For efficiency and this size it sounds like a vented alignment is the way to go. Can you run 4 ohms or does it need to be 8?

At a glance, a quality 6.5" midbass http://www.parts-express.com/pe/pshowdetl.cfm?&DID=7&Partnumber=264-874&ctab=1#Tabs
Single one of those in 1cuft tuned to 35Hz gets an f3 of 39Hz, handles about 10W. Put an infrasonic filter on it and it handles full power which translates to 104dB. Pretty decent.

The TangBand 6x9" sub http://www.parts-express.com/pe/showdetl.cfm?Partnumber=264-837 doesn't extend as low in 1cuft, but would handle more power it looks like. Either would need a 2.5" vent or larger.


----------



## lsiberian (Mar 24, 2009)

You might consider asking a cabinet builder to build something for you. A sealed speaker is trivial for any cabinet builder.


----------



## fusseli (May 1, 2007)

Another candidate could be the 7" Dayton DA175-8. A single one vented plays real low, f3 of almost 30Hz! Just wouldn't handle much power. Two of them sealed would get decently loud, though. Here's the four configurations I've suggested so far, all at about what I'd say their limits before bottoming out. There's a wide range of LF extension and SPL.

I personally kind like the two cheaper dayton drivers in the sealed config. Shallowest rolloff and would play far tighter than the others (yellow). Advantage being you could also cross these up into the kHz range.

Also, the little TangBand sub http://www.parts-express.com/pe/showdetl.cfm?Partnumber=264-832 would extend to an f3 of 29Hz and a full 50W in a 0.75cuft vented box. That's probably the next best option, IMO (light blue). THis would probably go for the lower xover point the better.


----------



## aceinc (Oct 24, 2006)

Russ:

Thanks for the work. Think we could shoe horn two of the W6-1139SI into 1 cubic foot, to get better power handling & efficiency? Without sacrificing too much bottom end?
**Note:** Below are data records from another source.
PR #4092, opened 2024-12-30
Deb package for debian-base distro

ronit18:
[DO NOT APPROVE TO RUN WORKFLOW] 
I have created this `deb/build.sh` script by which we can build a .deb package which will install ghostty binary in `/usr/bin/ghostty` and desktop app in `/usr/share/applications/ghostty`. The main problem with this is i need help in github-actions. I am not very good at it. 

I tried to run it in my repo and im getting this error, i looked the code in build.zig it checks whether its a git repo if yes then checks for `v1.0.0`, i tried everything still getting error in that. 
image

Need help in this part.


charyouz:
Can you try to output what the found version is, if it's not v1.0.0?

deb/build.sh
```diff
@@ -0,0 +1,92 @@
...
+[Desktop Entry]
+Version=1.0
+Name=Ghostty
+Comment=A fast, feature-rich, and cross-platform terminal emulator that uses platform-native UI and GPU acceleration.
+Exec=$APP_NAME
+Icon=$APP_NAME
+Terminal=true
+Type=Application
+Categories=Utility;System;
+EOF
```
rhodes-b, line 74: this is already packaged with ghostty

rhodes-b (commented):
You should read this, Ghostty does not plan on supporting packages built in the repo for Linux

https://ghostty.org/docs/install/binary#linux-(official)

deb/build.sh
ronit18: so this means i dont have to create a .desktop file myself, Just copy from this and use right?

ronit18:
> Can you try to output what the found version is, if it's not v1.0.0?

Yes. Following are the version injections i tried:
- Taking version from GITHUB_REF
```bash
 if [ -n "$GITHUB_REF" ]; then
    VERSION=$(echo "$GITHUB_REF" | sed 's|refs/tags/v||') # Extract version after 'v'
else
    VERSION="1.0.0"
fi
echo "Using version: $VERSION"
```
image

As you can see i added echo using version. and it is using 10.0.0 but still got error in build.zig

- Making a env from actions/workflow
```yml
- name: Print GitHub Tag
              run: |
                  echo "GitHub Ref: $GITHUB_REF"
                  echo "Tag: ${GITHUB_REF##*/}"

            - name: Build .deb Package
              env:
                  ZIG_GLOBAL_CACHE_DIR: /tmp/offline-cache
                  VERSION: ${GITHUB_REF##*/}

              run: |
                  chmod +x ./deb/build.sh
                  ./deb/build.sh
```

Yes, my thought is to build a full 3 way in two separate cabinets, with the smaller cabinet crosed over in the 120-150 hz range. The two cabinets would be connected with some sort of stand. I haven't thought through the design completely, as I need to get a relatively good bass subsystem first, or the rest really doesn't matter.

Paul


----------



## 1Michael (Nov 2, 2006)

Two of these http://www.parts-express.com/pe/showdetl.cfm?Partnumber=295-374 or the 8Ohm version, in that box, is what I have for my Modula MTM's, sealed. I think they sound pretty good but if you get into the vented thing, be aware that it is quite the pain in the back side to install the port. Check out the Modula thread for directions on how to do that...


----------



## aceinc (Oct 24, 2006)

Any idea what kind of response curve you get? I haven't looked at WinISD yet to see what it says.

Paul


----------



## 1Michael (Nov 2, 2006)

http://www.htguide.com/forum/showthread.php4?t=11321


----------



## fusseli (May 1, 2007)

Two W6-1139SI work well in 1cuft but need at least a 3" port (gray/100W), it appears. They also would handle lots of power since they have a huge xmax.

The Dayton RS180's (green/40W) of the Modula MT wouldn't play nearly as low as the cheaper DA175's (yellow/20W) in a sealed config, but would handle more power. Neither would do well in 1 cube vented.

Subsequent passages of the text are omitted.